His attacks on globalism, China, free trade, the UN, NATO, climate change and finally the scientists who warned him of the devastating effects of the COVID-19 pandemic solidified his base of mainly less educated middle aged white workers, who were becoming increasingly frustrated and angry at the huge demographic shifts that the US had seen in the last two to three decades while, at the same time, seeing their blue collar jobs move to China. Trump touched a raw nerve and was able to put together a motley voter base that included Evangelicals, white supremacists and angry middle-aged white workers.

Trump used Islamophobia to drum up support from his base while demonising China for stealing American jobs and later for spreading the virus. His anti-immigrant rhetoric was the icing on the cake along with his promise to build a wall along the borders with Mexico. His populist, divisive, fear mongering style endeared him to many, who overlooked his personal and moral track record. It was a bleak moment in America’s history; one fueled by fear, anxiety and a clear departure from universal American values.

But even if Trump is going down Trumpism is not. With 70 million people voting for him even when more than 230,000 Americans had succumbed to COVID-19, even when the economy had shed millions of jobs and millions of Americans are unable to pay their rent, keep a job or pay their health insurance premiums, his populist dogma will live on. It will take years for the country to come together. Even out of office, Trump will continue to play the victim and peddle conspiracy theories.
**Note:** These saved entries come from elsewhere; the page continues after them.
PR #138, opened 2017-02-20
Add standalone script to generate dictionaries

guillaumekln:


guillaumekln:
@vince62s Let me know if that covers your need. It's a simple script that take a data file and saves dictionaries that can be reused during data preprocessing.

vince62s:
so fast, many thanks.
Ideally, it would be great if we could have several data files (comma separated ?).
Use case would be as follow: we concat a first set of "out of domain" files => tokenize
we concat a second set of "in domain" files => tokenize
we build the vocab based on the 2 tokenized files (avoiding to merge them)
then we preprocess the 2 tokenized files individually
it is not big deal, but would avoid to merge some something we don't need to.
Cheers.

guillaumekln:
I'm not a fan of comma-separated paths on the command line as the shell can't auto-complete past the second one. So I think the user would loose more time setting the files on the command line than doing:

```
cat file1 file2 > files
```

vince62s:
ok fine, he will need to do "rm files" too :)
no big deal. I'll test it so that you can check it in and close.

vince62s:
I get this:
torch/install/bin/luajit: tools/build_dict.lua:3: attempt to index field 'ExtendedCmdLine' (a nil value)
stack traceback:
	tools/build_dict.lua:3: in main chunk
	[C]: in function 'dofile'
	...oses/torch/install/lib/luarocks/rocks/trepl/scm-1/bin/th:150: in main chunk
	[C]: at 0x00406670
/home/moses/torch/install/bin/luajit: tools/build_dict.lua:3: attempt to index field 'ExtendedCmdLine' (a nil value)
stack traceback:
	tools/build_dict.lua:3: in main chunk
	[C]: in function 'dofile'
	...oses/torch/install/lib/luarocks/rocks/trepl/scm-1/bin/th:150: in main chunk
	[C]: at 0x00406670

guillaumekln:
You need the latest code revision to make it work (`ExtendedCmdLine` was recently introduced).

vince62s:
works fine with some corpora, but I am having issues with some others (Globalvoices for instance)

I need a more verbose message on the line I have the error otherwise it's not easy....
Might be similar in preprocess.lua

torch/install/share/lua/5.1/onmt/data/Vocabulary.lua:35: all sentences must have the same numbers of additional features
stack traceback:

guillaumekln:
This means your text contains the word features separator `￨`. Running the tokenization before should fix it, did you run it before the preprocessing to make it work?

vince62s:
it is tokenized. once tokenized, through "preprocess" works fine, through "build_dict" I get the error ....

PR #142, opened 2017-02-23
[WIP] Complex Encoders and vector inputs (used for ASR)

jsenellart-systran:
Changed implementation to separate preprocess logic (feature extraction from training logic).

Added 2 new features for the preprocess:
- option `-idx_files` indicate that source/target files are indexed meaning that their format is `key value` not necessarily in the same order
- new data type `feattext` which is using Kaldi text ark dump format 

```
KEY [
VAL1 VAL2 VAL3
VAL4 VAL5 VAL6 ]
KEY2 [
...
]
```

Typical preprocessing command:
```
th preprocess.lua -data_type 'feattext' -train_src TIMIT/raw_mfcc_train.ark.txt \
                -train_tgt TIMIT/data/train/text -valid_src TIMIT/raw_mfcc_dev.ark.txt \
                -valid_tgt TIMIT/data/dev/text -save_data TIMIT/baseline -idx_files \
                -src_seq_length 1000 -tgt_seq_length 100
```

For training:
```
th train.lua -data ~/Downloads/TIMIT/baseline-train.t7 -save_model ~/Downloads/TIMIT -pdbrnn -report_every 1 -rnn_size 800 -word_vec_size 20  -layers 4 -max_batch_size 16 -learning_rate 0.7 -learning_rate_decay 0.8 -end_epoch 20
```

For decoding:
```
th translate.lua -model data/asr1_epoch15_8.17.t7 -src TIMIT/raw_mfcc_test.ark.txt  -batch_size 1
```

(batch_size 1 is for the moment necessary)

PR #152, opened 2017-03-01
Sampling

jungikim:
Implements sampled dataset.
Sampling can be done via uniform or perplexity-based multinomial probability distribution.

perplexity-based sampling is experimental (effects to be experimented).

When perplexity-based sampling is required, an optional return value indvLoss is passed up from  decoder -> Seq2Seq -> trainer.


jungikim:
As-is, this PR introduces an additional dependency on torchx.
We can avoid it if necessary by only including the necessary module from https://github.com/nicholas-leonard/torchx/blob/master/AliasMultinomial.lua (BSD-3-Clause)

onmt/modules/Decoder.lua
```diff
@@ -329,14 +330,25 @@ function Decoder:backward(batch, outputs, criterion)
...
     -- Compute decoder output gradients.
     -- Note: This would typically be in the forward pass.
     local pred = self.generator:forward(outputs[t])
     local output = batch:getTargetOutput(t)
 
-    loss = loss + criterion:forward(pred, output)
+    if self.args.indvLoss then
+      local curLossSum = 0
+      for i=1, pred[1]:size(1) do
+        local tmpLoss = criterion:forward({pred[1][i]},{output[1][i]})
```
guillaumekln: This does not work with target features. For example with one target feature:

`pred` is in the form:

```
{
  1 : CudaTensor - size: 64x34058
  2 : CudaTensor - size: 64x9
}
```

and `output`:

```
{
  1 : CudaLongTensor - size: 64
  2 : CudaLongTensor - size: 64
}
```

onmt/modules/Decoder.lua
```diff
@@ -365,8 +377,12 @@ function Decoder:backward(batch, outputs, criterion)
       gradStatesInput[i]:copy(gradInput[i])
     end
   end
+  
+  if self.args.indvLoss then
+    indvAvgLoss:div(batch.targetLength)
```
guillaumekln: Shouldn't each loss be normalized by each target true length?

onmt/data/SampledDataset.lua
```diff
@@ -0,0 +1,266 @@
...
+      if self.ppl[i] ~= self.sample_w_ppl_init and self.ppl[i] > threshold then
+        -- asign low value to instances with ppl above threshold (outliers)
+        self.samplingProb[i] = 1
+      else
+        self.samplingProb[i] = self.ppl[i]
+      end
+    end
+  end
+
+--  local sampled = torch.multinomial(self.samplingProb:view(1,#self.src), self.samplingSize, --[[replacement]] false)
```
jungikim: I'd like to keep this comment even if it is dead code just as a reminder of how it is done by generic torch library. Maybe the torch function will be updated for speed improvement in the future.

onmt/data/SampledDataset.lua
```diff
@@ -0,0 +1,266 @@
+--[[ Data management and batch creation. Handles data created by `preprocess.lua`. ]]
+require 'torchx'
+
+local SampledDataset = torch.class("SampledDataset")
```
jungikim: With changes made in e276661, the batch prep logic diverged more and I don't think there's a room for sharing.

jungikim:
> Did you test for efficiency? I measured a 20% slowdown when using -sample_w_ppl with the default options. I guess that comes from the criterion forward step. Not a big deal but this should be taken into account as this dev aims to make the overall training faster.

In my 1mil train, ppl-based sampling is ~10% slower than random sampling due to, as you mentioned, criterion forward step. As stated in the PR request, ppl-based sampling is experimental and the speed up is expected in the reduced number of iterations or from enabling the model better handle more difficult training instances.

onmt/train/Trainer.lua
```diff
@@ -254,10 +271,24 @@ function Trainer:train(model, optim, trainData, validData, dataset, info)
       end
     end
 
+    -- if needed, get avgPpl from epochState before log() since log() will reset internal stats
+    local avgPpl
+    if self.options.sample and self.options.sample_w_ppl then
+      avgPpl = epochState:getAvgPpl()
```
jungikim: Reverted with 8c3fcf3. I didn't know epochState keeps only the stat from last batch, The module name implies otherwise.

onmt/modules/Decoder.lua
jungikim: fixed in 9630b83

onmt/modules/Decoder.lua
jungikim: fixed in 9630b83

onmt/modules/Decoder.lua
```diff
@@ -41,6 +41,7 @@ function Decoder:__init(inputNetwork, rnn, generator, inputFeed)
   -- vector each time representing the attention at the
   -- previous step.
   self.args.inputFeed = inputFeed
+  self.args.indvLoss = indvLoss
```
jungikim: Good idea not adding it in serialized attribute. Fixed in 4c70ca2.

jungikim:
@guillaumekln Updated branch passes luacheck, test/test.lua, and runs on sample data with/without case feature.
I think this is ready for another review.

train.lua
```diff
@@ -11,6 +11,13 @@ local modelClass = onmt.ModelSelector(modelType)
 local options = {
   {'-data',       '', [[Path to the training *-train.t7 file from preprocess.lua]],
                       {valid=onmt.utils.ExtendedCmdLine.nonEmpty}},
+
+  {'-sample',              0, [[Number of instances to sample from train data in each epoch]]},
+  {'-sample_w_ppl',    false, [[use ppl as probability distribution when sampling]]},
+  {'-sample_w_ppl_init',  15, [[start perplexity-based sampling when average train perplexity per batch falls below this value]]},
+  {'-sample_w_ppl_max', -1.5, [[when greater than 0, instances with perplexity above this value will be considered as noise and ignored;
+                                when less than 0, mode + (-sample_w_ppl_max) * stdev will be used as threshold]]},
+
```
jsenellart-systran: these options should be moved, probably to SampleDataSet

onmt/data/SampledDataset.lua
```diff
@@ -0,0 +1,266 @@
+--[[ Data management and batch creation. Handles data created by `preprocess.lua`. ]]
+require 'torchx'
```
jsenellart-systran: considering the size of AliasMultinomial.lua - we should rather integrate it in onmt as we used to integrate LinearNoBias - waiting for the module to pass into standard libraries

onmt/data/SampledDataset.lua
```diff
@@ -0,0 +1,224 @@
...
+
+local SampledDataset = torch.class("SampledDataset")
+
+--[[ Initialize a data object given aligned tables of IntTensors `srcData`
+  and `tgtData`.
+--]]
+function SampledDataset:__init(srcData, tgtData, samplingSize, sample_w_ppl, sample_w_ppl_init, sample_w_ppl_max)
+
+  self.src = srcData.words
```
jsenellart-systran: @Jungi - in #142, I introduce the ability to replace word input by direct feature input (srcData.vectors) - here your code fully assume that it is words, can you anticipate this change and make your code more generic?

onmt/Seq2Seq.lua
```diff
@@ -73,6 +73,16 @@ function Seq2Seq.dataType()
   return 'bitext'
 end
 
+function Seq2Seq:returnIndividualLosses(enable)
+  if torch.getmetatable(torch.type(self.models.decoder))['returnIndividualLosses'] == nil then
```
guillaumekln: This could be simplified to:

```lua
if not self.models.decoder.returnIndividualLosses then
```

train.lua
```diff
@@ -107,6 +128,13 @@ local function main()
     end
   end)
 
+  if opt.sample_w_ppl then
+    if torch.getmetatable(torch.type(model))['returnIndividualLosses'] == nil or model:returnIndividualLosses(true) == false then
```
guillaumekln: Same simplification as above:

```lua
if not model.returnIndividualLosses
```

onmt/data/SampledDataset.lua
guillaumekln: OK.

onmt/data/SampledDataset.lua
guillaumekln: OK.

onmt/data/SampledDataset.lua
guillaumekln: OK. Let's put it in the `onmt/data` directory then with the license in the file header.

onmt/Seq2Seq.lua
jungikim: Fixed in 08ad2ed

train.lua
jungikim: Fixed in 08ad2ed

train.lua
jungikim: I moved the options to SampledDataset as suggested (08ad2ed)

onmt/data/SampledDataset.lua
jungikim: Retrieving main feature from srcData and tgtData is now changed to "srcData.words or srcData.vectors" and  "tgtData.words or tgtData.vectors"; I hope this is enough. (08ad2ed)

onmt/data/SampledDataset.lua
jungikim: Thank you.

onmt/data/SampledDataset.lua
jungikim: I reverted back to preparing batch by iterating over all instances due to batch efficiency and to keep correct attention weights without using maskedsoftmax.

However, to allow oversampling, Instead of adding one instance when it is marked as sampled, now instances can be added multiple time.

This will potentially bias the batch towards more frequently sampled ones and will have more effect (whether positive or negative) on training than before.

onmt/data/SampledDataset.lua
jungikim: Added: 186a2ad

guillaumekln:
You should update the tests also.

jungikim:
I fixed test (6d5da5e)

Biden was never an ideal or a charismatic candidate. But he will bring back civility to the office of the presidency; a sure and trusted choice. The American people; those who loathed the Trump era, wanted to restore dignity, tolerance and a balanced leadership. So did the world! America remains the leading global force and its influence on regional politics cannot be discounted.

It remains to be seen if Biden will be able to steer American politics, both domestic and foreign, from Trump’s trajectory. Without a majority in the Senate he will have a tough time appointing his key staff. We know that he will cancel many of Trump’s Executive Orders through ones of his own. The US will rejoin the Paris Climate Agreement and will renegotiate a way to save the Iran nuclear deal. We know that he will restore aid to the Palestinians and UNRWA and revive the two-state solution, putting an end to the “Deal of the Century” . And we know that he will work with the rest of the world in fighting the pandemic; giving scientists a crucial say in what to do.

But his attempts to roll back some of Trump’s audacious achievements will be stymied. Without a majority in the Senate will not be able to confront one of Trump’s lasting legacies which is the packing of the US Supreme Court with a majority of Conservative judges. The Green New Deal, a progressive agenda, will be blocked by Conservatives for being too far on the left.

Biden may still be able to restore bi-partisanship on other issues. The Republican Party will have to rid itself of Trump’s most stinging stigmas. The US under Biden will be embroiled in domestic challenges. But the world will breathe a sigh of relief that the tide of Trumpism, for now, has been checked. America needs a reprieve and so does the world!

Osama Al Sharif is a journalist and political commentator based in Amman.